## Task prompt
The full listing, start to finish: write it out again exactly.

## Dataset records
PR #33187, opened 2025-02-22
Fix ci - customreports, list_print_total

mdeweerd:
# Fix ci - customreports, list_print_total


mdeweerd:
@eldy This should fix the ci.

## Expected output
PR #33187, opened 2025-02-22
Fix ci - customreports, list_print_total

mdeweerd:
# Fix ci - customreports, list_print_total


mdeweerd:
@eldy This should fix the ci.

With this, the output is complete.